═══ Data section

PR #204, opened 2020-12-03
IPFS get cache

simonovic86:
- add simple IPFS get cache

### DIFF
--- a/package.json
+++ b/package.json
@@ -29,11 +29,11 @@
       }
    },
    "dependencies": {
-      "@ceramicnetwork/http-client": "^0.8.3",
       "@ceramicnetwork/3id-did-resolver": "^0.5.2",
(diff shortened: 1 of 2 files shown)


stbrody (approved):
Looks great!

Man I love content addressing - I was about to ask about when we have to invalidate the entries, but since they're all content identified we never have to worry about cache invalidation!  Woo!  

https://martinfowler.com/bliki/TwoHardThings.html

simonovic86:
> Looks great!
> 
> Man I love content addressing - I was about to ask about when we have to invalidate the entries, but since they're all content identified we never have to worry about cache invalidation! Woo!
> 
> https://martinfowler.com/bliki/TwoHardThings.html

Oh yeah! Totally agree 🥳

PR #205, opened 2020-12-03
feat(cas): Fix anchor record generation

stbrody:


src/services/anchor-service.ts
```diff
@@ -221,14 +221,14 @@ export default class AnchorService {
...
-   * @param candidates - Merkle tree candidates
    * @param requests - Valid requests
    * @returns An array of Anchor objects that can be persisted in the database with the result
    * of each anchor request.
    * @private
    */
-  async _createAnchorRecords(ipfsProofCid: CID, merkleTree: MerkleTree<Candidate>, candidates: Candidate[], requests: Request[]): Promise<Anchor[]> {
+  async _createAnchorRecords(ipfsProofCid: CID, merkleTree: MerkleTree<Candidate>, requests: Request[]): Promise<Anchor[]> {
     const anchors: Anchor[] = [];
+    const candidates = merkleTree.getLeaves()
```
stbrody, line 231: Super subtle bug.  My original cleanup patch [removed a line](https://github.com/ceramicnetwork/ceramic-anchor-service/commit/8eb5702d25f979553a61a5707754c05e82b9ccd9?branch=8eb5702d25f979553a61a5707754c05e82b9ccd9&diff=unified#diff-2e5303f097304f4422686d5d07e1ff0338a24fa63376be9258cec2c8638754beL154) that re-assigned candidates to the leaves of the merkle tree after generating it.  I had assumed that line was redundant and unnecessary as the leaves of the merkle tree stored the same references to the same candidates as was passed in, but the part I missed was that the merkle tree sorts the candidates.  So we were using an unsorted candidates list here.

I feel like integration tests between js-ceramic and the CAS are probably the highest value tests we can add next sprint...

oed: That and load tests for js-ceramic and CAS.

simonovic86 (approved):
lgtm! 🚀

══════

Lines containing the string "worry" are the ones to copy from the entries above.

Man I love content addressing - I was about to ask about when we have to invalidate the entries, but since they're all content identified we never have to worry about cache invalidation!  Woo!  
> Man I love content addressing - I was about to ask about when we have to invalidate the entries, but since they're all content identified we never have to worry about cache invalidation! Woo!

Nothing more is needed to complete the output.